It's noon and i am somehow drinking by myself in a jazz tent in broad daylight.
She passed out in my bed last night before anything happened. She felt really bad about that, so she gave me head when we woke up this morning.
only you would end up drunk at a subway with a one-eyed homeless man
I'm making presurgery martini's. You need to be here.
She was kind of put off because I kept calling her baby my spirit animal and staring hungrily at her breasts.
We're about to have a bottle rocket fight on jetskis. You have 5 minutes to get on our level.
Why yes actually, getting stoned and reading an AARP magazine IS totally where I wanted my night to end!

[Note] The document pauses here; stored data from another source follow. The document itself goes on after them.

PR #159, opened 2020-12-21
Add hollow cylinder cross-section drawing capability 

### LINKED ISSUE #140: Add Location2D to Python implementation

### LINKED ISSUE #141: Add hollow cylinder cross-section to Python implementation
Add `crossects/hollowCylinder` capability to the Python support branch.  This will require you to have issues #139 and #140 implemented.

Please demonstrate that the follow script works (create an `eMach/python/examples` folder that holds a python version of this script):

i'm currently connecting with my tribal roots aka i just found my recorder from 3rd grade music class... be ready for the recording
i'm exhausted. do you know how hard it is to put together an outfit that is professional enough to secure a babysitting job yet slutty enough to let him know i'm down for sex during naptime?
I'm training him to sit when I whistle the tune from the hunger games. I'm going to be the coolest parent ever.
Today's goal is to get out of bed, before I take a shit. This might be hard
Pass or fail tho
I'm wearing the monkey suit out tonight. I hope you're ok with it leaving the bedroom
They only searched every other person. But I sacrificed myself to get our vodka across the border
Your face; I've seen enough of it for today. Go away now please.